**TASK ITEM:**
What is the number of lines below that include "datetime"? Give that number alone.

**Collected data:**

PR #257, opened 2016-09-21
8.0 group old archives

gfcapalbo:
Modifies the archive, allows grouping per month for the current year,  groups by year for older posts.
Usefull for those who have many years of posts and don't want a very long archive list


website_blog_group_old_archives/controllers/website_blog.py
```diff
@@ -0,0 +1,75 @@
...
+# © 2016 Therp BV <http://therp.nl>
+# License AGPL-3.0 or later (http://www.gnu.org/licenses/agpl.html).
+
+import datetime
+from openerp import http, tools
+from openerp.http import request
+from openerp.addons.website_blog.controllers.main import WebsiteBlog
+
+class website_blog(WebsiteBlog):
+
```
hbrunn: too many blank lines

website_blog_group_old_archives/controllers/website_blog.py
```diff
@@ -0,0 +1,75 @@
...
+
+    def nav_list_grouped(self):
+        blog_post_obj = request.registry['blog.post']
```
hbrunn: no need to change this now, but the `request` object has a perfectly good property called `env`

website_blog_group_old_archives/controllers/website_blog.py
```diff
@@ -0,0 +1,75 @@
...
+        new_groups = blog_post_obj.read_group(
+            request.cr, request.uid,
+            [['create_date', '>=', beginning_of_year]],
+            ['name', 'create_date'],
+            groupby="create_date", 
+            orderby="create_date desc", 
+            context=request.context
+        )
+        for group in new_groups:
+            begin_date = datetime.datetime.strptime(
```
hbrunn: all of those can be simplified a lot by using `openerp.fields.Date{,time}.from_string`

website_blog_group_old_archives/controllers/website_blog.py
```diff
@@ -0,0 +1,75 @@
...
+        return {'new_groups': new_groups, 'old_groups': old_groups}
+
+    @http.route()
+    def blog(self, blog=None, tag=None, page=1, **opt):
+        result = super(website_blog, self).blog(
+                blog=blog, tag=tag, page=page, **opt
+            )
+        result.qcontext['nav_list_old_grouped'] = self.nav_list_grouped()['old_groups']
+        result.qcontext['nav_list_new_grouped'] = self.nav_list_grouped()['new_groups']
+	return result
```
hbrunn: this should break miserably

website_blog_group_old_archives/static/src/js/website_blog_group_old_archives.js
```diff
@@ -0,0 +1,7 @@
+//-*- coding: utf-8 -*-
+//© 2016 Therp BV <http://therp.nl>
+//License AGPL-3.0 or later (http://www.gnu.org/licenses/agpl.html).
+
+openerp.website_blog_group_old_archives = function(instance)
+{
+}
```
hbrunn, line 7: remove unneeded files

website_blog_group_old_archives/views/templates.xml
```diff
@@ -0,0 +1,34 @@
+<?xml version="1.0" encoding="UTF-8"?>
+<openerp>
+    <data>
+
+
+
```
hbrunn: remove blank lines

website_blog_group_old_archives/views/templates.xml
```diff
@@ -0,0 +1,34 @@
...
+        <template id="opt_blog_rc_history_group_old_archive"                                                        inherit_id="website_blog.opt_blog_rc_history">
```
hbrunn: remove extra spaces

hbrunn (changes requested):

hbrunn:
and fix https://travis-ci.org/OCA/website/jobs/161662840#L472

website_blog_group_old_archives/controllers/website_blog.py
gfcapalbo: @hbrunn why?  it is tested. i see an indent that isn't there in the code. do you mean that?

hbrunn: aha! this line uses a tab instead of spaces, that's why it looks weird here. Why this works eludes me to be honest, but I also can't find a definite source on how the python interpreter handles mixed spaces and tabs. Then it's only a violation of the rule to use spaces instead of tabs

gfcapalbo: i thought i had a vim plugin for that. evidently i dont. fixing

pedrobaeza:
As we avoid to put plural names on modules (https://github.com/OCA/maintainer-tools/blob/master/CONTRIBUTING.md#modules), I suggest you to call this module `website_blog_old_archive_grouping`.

**EXERCISE ANSWER:**
2